YOUR OBJECTIVE: Return every record exactly as written.

Stored data
==============================

PR #1671, opened 2020-11-20
test for cascading deletes from delivery config

robfletcher:
Luis pointed out in a comment on #1660 that there wasn't a test to confirm cascade delete behavior. I had thought there was but when I went looking I couldn't find it. This PR adds one.


gal-yardeni (approved):
nice

PR #1672, opened 2020-11-20
foreign keys for verification_state table

robfletcher:
I hadn't merged the PR for adding the `verification_state` table before opening #1660 so I missed these


lorin (approved):
LGTM

PR #1673, opened 2020-11-20
support clusters that depend on NLB target groups

robfletcher:
Even though we can't manage NLBs we can detect their target groups and not reject clusters that depend on them.


keel-clouddriver/src/main/kotlin/com/netflix/spinnaker/keel/clouddriver/model/AmazonLoadBalancer.kt
```diff
@@ -24,6 +25,4 @@ interface AmazonLoadBalancer {
   val vpcId: String
   val subnets: Set<String>
   val scheme: String?
-  val idleTimeout: Int
-  val securityGroups: Set<String>
```
robfletcher, line 28: Had to move these fields off the interface as NLBs don't have them. Didn't require any other changes.

keel-clouddriver/src/main/kotlin/com/netflix/spinnaker/keel/clouddriver/model/NetworkLoadBalancerModel.kt
```diff
@@ -0,0 +1,18 @@
...
+  override val vpcId: String,
+  override val subnets: Set<String>,
+  override val scheme: String?,
+  override val availabilityZones: Set<String>,
+  val targetGroups: List<TargetGroup>
+) : AmazonLoadBalancer {
+  data class TargetGroup(
+    val targetGroupName: String
+  )
+}
```
robfletcher, line 18: Basic NLB model. We just want to check that the thing exists and has the target group we want

keel-ec2-plugin/src/main/kotlin/com/netflix/spinnaker/keel/ec2/vetos/RequiredLoadBalancerVeto.kt
```diff
@@ -73,7 +74,13 @@ class RequiredLoadBalancerVeto(
     }
     spec.targetGroupsByRegion.forEach { (name, account, regions) ->
       val missingRegions = regions.filter { region ->
-        none { lb -> lb is ApplicationLoadBalancerModel && lb.account == account && lb.region == region && lb.targetGroups.any { it.targetGroupName == name } }
+        none { lb ->
+          when (lb) {
+            is ApplicationLoadBalancerModel -> lb.account == account && lb.region == region && lb.targetGroups.any { it.targetGroupName == name }
+            is NetworkLoadBalancerModel -> lb.account == account && lb.region == region && lb.targetGroups.any { it.targetGroupName == name }
+            else -> false
+          }
```
robfletcher, line 82: Once again I wish Kotlin had intersection types

keel-clouddriver/src/main/kotlin/com/netflix/spinnaker/keel/clouddriver/model/NetworkLoadBalancerModel.kt
gal-yardeni: It's probably better to add here a comment that we don't support it yet? So we / anyone else looking at the code will be confused 🤷

keel-ec2-plugin/src/main/kotlin/com/netflix/spinnaker/keel/ec2/vetos/RequiredLoadBalancerVeto.kt
lorin: if you were really bothered by the duplication here, you could derive an interface from `AmazonLoadBalancer` that has target groups on it (e.g., `TargetGroupedAmazonLoadBalancer`).

lorin (approved):
## My understanding

### Context

For reasons internal to Netflix, keel isn't able to automatically manage NLBs, so keel has never supported them.

### Problem

An internal user exported resources associated with an app. One of those resources was an EC2 cluster fronted by an NLB. The EC2 cluster got stuck in `MISSING_DEPENDENCY` state.

### Proposed Solution

Make keel aware of NLB resources by defining a `NetworkLoadBalancerModel` class. This class is deserialized from the `CloudDriverService.loadBalancersForApplication` RPC call for objects that have `name = "network"`

With this solution, even though keel can't actually manage NLB resources, keel` won't throw an error if an NLB is associated with a managed cluster.

## Feedback

The change looks good overall, but I don't understand the original failure mode well enough to judge whether this will fix the problem.  How was keel behaving when an EC2 cluster was fronted by NLB, and we did not support NLB model objects?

==============================

REPLY:
PR #1671, opened 2020-11-20
test for cascading deletes from delivery config

robfletcher:
Luis pointed out in a comment on #1660 that there wasn't a test to confirm cascade delete behavior. I had thought there was but when I went looking I couldn't find it. This PR adds one.


gal-yardeni (approved):
nice

PR #1672, opened 2020-11-20
foreign keys for verification_state table

robfletcher:
I hadn't merged the PR for adding the `verification_state` table before opening #1660 so I missed these


lorin (approved):
LGTM

PR #1673, opened 2020-11-20
support clusters that depend on NLB target groups

robfletcher:
Even though we can't manage NLBs we can detect their target groups and not reject clusters that depend on them.


keel-clouddriver/src/main/kotlin/com/netflix/spinnaker/keel/clouddriver/model/AmazonLoadBalancer.kt
```diff
@@ -24,6 +25,4 @@ interface AmazonLoadBalancer {
   val vpcId: String
   val subnets: Set<String>
   val scheme: String?
-  val idleTimeout: Int
-  val securityGroups: Set<String>
```
robfletcher, line 28: Had to move these fields off the interface as NLBs don't have them. Didn't require any other changes.

keel-clouddriver/src/main/kotlin/com/netflix/spinnaker/keel/clouddriver/model/NetworkLoadBalancerModel.kt
```diff
@@ -0,0 +1,18 @@
...
+  override val vpcId: String,
+  override val subnets: Set<String>,
+  override val scheme: String?,
+  override val availabilityZones: Set<String>,
+  val targetGroups: List<TargetGroup>
+) : AmazonLoadBalancer {
+  data class TargetGroup(
+    val targetGroupName: String
+  )
+}
```
robfletcher, line 18: Basic NLB model. We just want to check that the thing exists and has the target group we want

keel-ec2-plugin/src/main/kotlin/com/netflix/spinnaker/keel/ec2/vetos/RequiredLoadBalancerVeto.kt
```diff
@@ -73,7 +74,13 @@ class RequiredLoadBalancerVeto(
     }
     spec.targetGroupsByRegion.forEach { (name, account, regions) ->
       val missingRegions = regions.filter { region ->
-        none { lb -> lb is ApplicationLoadBalancerModel && lb.account == account && lb.region == region && lb.targetGroups.any { it.targetGroupName == name } }
+        none { lb ->
+          when (lb) {
+            is ApplicationLoadBalancerModel -> lb.account == account && lb.region == region && lb.targetGroups.any { it.targetGroupName == name }
+            is NetworkLoadBalancerModel -> lb.account == account && lb.region == region && lb.targetGroups.any { it.targetGroupName == name }
+            else -> false
+          }
```
robfletcher, line 82: Once again I wish Kotlin had intersection types

keel-clouddriver/src/main/kotlin/com/netflix/spinnaker/keel/clouddriver/model/NetworkLoadBalancerModel.kt
gal-yardeni: It's probably better to add here a comment that we don't support it yet? So we / anyone else looking at the code will be confused 🤷

keel-ec2-plugin/src/main/kotlin/com/netflix/spinnaker/keel/ec2/vetos/RequiredLoadBalancerVeto.kt
lorin: if you were really bothered by the duplication here, you could derive an interface from `AmazonLoadBalancer` that has target groups on it (e.g., `TargetGroupedAmazonLoadBalancer`).

lorin (approved):
## My understanding

### Context

For reasons internal to Netflix, keel isn't able to automatically manage NLBs, so keel has never supported them.

### Problem

An internal user exported resources associated with an app. One of those resources was an EC2 cluster fronted by an NLB. The EC2 cluster got stuck in `MISSING_DEPENDENCY` state.

### Proposed Solution

Make keel aware of NLB resources by defining a `NetworkLoadBalancerModel` class. This class is deserialized from the `CloudDriverService.loadBalancersForApplication` RPC call for objects that have `name = "network"`

With this solution, even though keel can't actually manage NLB resources, keel` won't throw an error if an NLB is associated with a managed cluster.

## Feedback

The change looks good overall, but I don't understand the original failure mode well enough to judge whether this will fix the problem.  How was keel behaving when an EC2 cluster was fronted by NLB, and we did not support NLB model objects?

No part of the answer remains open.